Et parfois c’est la grosse déprime…

Le mois de novembre est souvent difficile pour moi. Je pense que c’est assez généralisé comme sentiment, d’aileurs.
L’effervescence de la rentrée est passée. L’euphorie de Noël se fait attendre. Il commence à faire froid, à pleuvoir. La fin de l’année approche… On n’est pas encore dans le renouveau et les bonnes résolutions de janvier.

C’est souvent à cette période de l’année que je déprime un peu.
Cette année, le syndrome est plus puissant que jamais.

Je me demande pourquoi on a fait autant d’enfants… Les filles sont plutôt mignonnes, mais Pépin est absolument infernal (merci les 3 ans, l’école, la fatigue…) et fait régner une tempête impitoyable à la maison.
L’intendance de la maison et de la famille rendent les choses très fatigantes et difficiles…

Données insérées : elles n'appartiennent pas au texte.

PR #3005, opened 2018-09-24
Handle 8-byte call in VPIC snippet for nestmates

### LINKED ISSUE #2955: Test-sanity.functional-JDK11-win_x86-64_cmprssptrs StringPeepholeTest_0 NPE
https://ci.eclipse.org/openj9/job/Test-sanity.functional-JDK11-win_x86-64_cmprssptrs/19/tapResults/

This isn't the first occurrence of the failure.

```
Running test StringPeepholeTest_0 ...
StringPeepholeTest_0 Start Time: Thu Sep 20 01:05:16 2018 Epoch Time (ms): 1537423516714
test with -XX:-EnableHCR -Xjit:count=0,optLevel=hot
Exception in thread "main" java/lang/NullPointerException
	at java/lang/ThreadLocal.set (java.base@9/ThreadLocal.java:222)
	at java/lang/StringCoding.set (java.base@9/StringCoding.java:83)
	at java/lang/StringCoding.encode (java.base@9/StringCoding.java:500)
	at java/lang/System.afterClinitInitialization (java.base@9/System.java:157)
	at java/lang/Thread.initialize (java.base@9/Thread.java:371)
	at java/lang/Thread.<init> (java.base@9/Thread.java:153)

StringPeepholeTest_0_FAILED
```

jdmpapin:
When x86 PicBuilder is carrying out a direct call to a private method of
a nestmate, it sets the return address so that the call will return into
the code in the VPIC snippet, which in the case of a virtual dispatch
would be something like the following:

    call qword ptr [$vftReg+$vftOffset]
    jmp mainline

In particular, the callee should return to the jmp instruction, whose
address has been calculated as 7 + the address of the call instruction.
But the call is sometimes one byte longer. The variability is now dealt
with as follows:

- When overwriting the call, PicBuilder now writes a value that works
  for both 7- and 8-byte offsets to the jmp instruction.

- When doing direct dispatch for nestmates, PicBuilder now detects the
  offset to jmp, in order to compute the correct return address.

Fixes #2955

### DIFF
--- a/runtime/compiler/x/runtime/X86PicBuilder.pasm
+++ b/runtime/compiler/x/runtime/X86PicBuilder.pasm
@@ -1986,14 +1986,22 @@ resolvedToDirectMethodVPic:
       ; via a call though the VFT *unless* RA-5 has 0e8h (direct call relative).
       ; Make sure the VM sees an 0e8h so that it uses the VFT offset register.
       ; Start with a debug trap because the call itself is dead.
-      mov         dword ptr [rdx+eq_VPicData_size], 0e8cccch   ; int 3, int 3, call
+      ;
+      ; By writing 0e8h twice in a row, it doesn't matter here whether the vtable
+      ; call instruction would have been 7 or 8 bytes.
+      mov         dword ptr [rdx+eq_VPicData_size], 0e8e8cccch   ; int 3, int 3, call, call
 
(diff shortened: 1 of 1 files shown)


andrewcraik:

jdmpapin:
@andrewcraik, is this good now?

PR #3016, opened 2018-09-25
Fix package checking for array types

pdbain-ibm:
Compare the root component classes when checking isSamePackage().


DanHeidinga:

PR #3020, opened 2018-09-25
Fix extern "C" naming issues on OSX

nbhuiyan:
This is the other side of #3004, where references from c/cpp to assembly symbols should not have a leading underscore, since Clang adds an underscore to them anyway. Currently, this fix is implemented just for macOS, but in the future, there will be a cleaner, more unified solution once NASM is used across all x86 operating systems.

Signed-off-by: Nazim Uddin Bhuiyan <nazim.uddin.bhuiyan@ibm.com>

Issue: #36

### DIFF
--- a/runtime/compiler/control/CompilationThread.cpp
+++ b/runtime/compiler/control/CompilationThread.cpp
@@ -22,7 +22,7 @@
 
 #define J9_EXTERNAL_TO_VM
 
-#if SOLARIS || AIXPPC || LINUX
+#if SOLARIS || AIXPPC || LINUX || OSX
 #include <strings.h>
 #define J9OS_STRNCMP strncasecmp
 #else
@@ -4707,7 +4707,11 @@ bool TR::CompilationInfo::isQueuedForCompilation(J9Method * method, void *oldSta
    return linkageInfo->isBeingCompiled();
    }
 
+#if defined(OSX)
+JIT_HELPER(initialInvokeExactThunkGlue);
+#else
 JIT_HELPER(_initialInvokeExactThunkGlue);
+#endif
 
 void *TR::CompilationInfo::startPCIfAlreadyCompiled(J9VMThread * vmThread, TR::IlGeneratorMethodDetails & details, void *oldStartPC)
    {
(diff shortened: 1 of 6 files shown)


0xdaryl:

runtime/compiler/control/CompilationThread.cpp
```diff
@@ -4707,7 +4707,11 @@ bool TR::CompilationInfo::isQueuedForCompilation(J9Method * method, void *oldSta
    return linkageInfo->isBeingCompiled();
    }
 
+#if defined(OSX)
+JIT_HELPER(initialInvokeExactThunkGlue);
```
DanHeidinga: Can the JIT_HELPER macro be updated to include `_` on OSX?  That would minimize the other required changes.

nbhuiyan: The leading `_` is needed for platforms other than OSX. So what we would need is to have `JIT_HELPER(x)` defined to `extern "C" void x()` on mac and `extern "C" void _x()` on other platforms. We would then also need to enclose any calls to these functions in C/C++ in another macro, say, `CALL_JIT_HELPER`.

However, I did not go with that solution because the problem is that there is a lack of consistency here. The method calls/declarations with leading underscore in C also are named with leading underscores in the MASM code. Most of the methods are missing a leading underscore (and also in the assembly code), and so using our single `JIT_HELPER` macro that expands differently on OSX would not work. We would then need to divide them into 2 different categories, requiring 4 different macros: `JIT_HELPER(x)`, `JIT_HELPER_UNDERSCORE(x)`, `CALL_JIT_HELPER(x)`, `CALL_JIT_HELPER_UNDERSCORE(x)`.

Did you have a different idea in mind?

DanHeidinga: The VM handles this somewhat differently by hiding the platform differences in the macros.  Looking at the JIT code, the approach there is to handle it with ifdefs throughout.

I don't want this to block this PR from moving forward.  Though I think it would be worth looking at cleaning this up in the future.

nbhuiyan: This will be cleaned up once the NASM assembly files are set up to be used by Windows and xLinux. We will no longer need to have the code in the `#else` blocks of `#if defined(OSX)` in this PR.

0xdaryl:
I agree with @DanHeidinga that hiding the macOS specifics behind the `SET` and `JIT_HELPERS` would be a cleaner solution.  But you've already agreed to do that by end of October so I don't think it's needed in this PR.

Issue #3001, opened 2018-09-24
Update InvokeDynamic Error wrapping


fengxue-IS:
JVMS JDK11 Section 5.4.3.6 'Dynamically-Computed Constant and Call Site Resolution' have updated the requirement of resolution exception/error should be handled.

`resolveInvokeDynamic(...)` method need to be updated to match the specification

fengxue-IS:
> Invokedynamic resolution needs the same change in JDK11.
> This is a change in behaviour for indy pre-jdk11.
@DanHeidinga does this change also apply to JDK8 or is a runtime check need?

DanHeidinga:
I think this can be handled with the java preprocessor so no runtime check is required, but yes to JPP ifdefs.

On enchaîne les semaines intenses de boulot, enfants ne voulant pas aller à l’école le matin (trop froid, trop fatigués), rythme de folie en journée, je ne vois pas passer le temps, je n’ai pas le temps de tout faire, je panique… Retour à la maison le soir, repas à préparer (tâche de Mii, ouf), repas dans les cris, les bêtises, la nourriture qui vole un peu partout, les « je veux pas de chou-fleur », couchers à rallonge « je veux une histoire, une autre, encore une autre » les hurlements, l’impatience, les « j’en ai marre » et les « c’est pas juste… »
Et le lendemain, après une nuit à peine réparatrice, tout recommence…
On pourrait se réjouir des week-end mais on se retrouve face à une montagne de choses à faire, les repas pour la semaine (on n’a que le temps de faire réchauffer, en semaine), les devoirs à surveiller, les lessives en retard à lancer, une montagne de repassage ou de linge à plier (ce qui revient au même vu la rapidité avec laquelle je repasse), les enfants dont on a à peine le temps de s’occuper, et toute la fatigue accumulée la semaine qui nous tombe dessus.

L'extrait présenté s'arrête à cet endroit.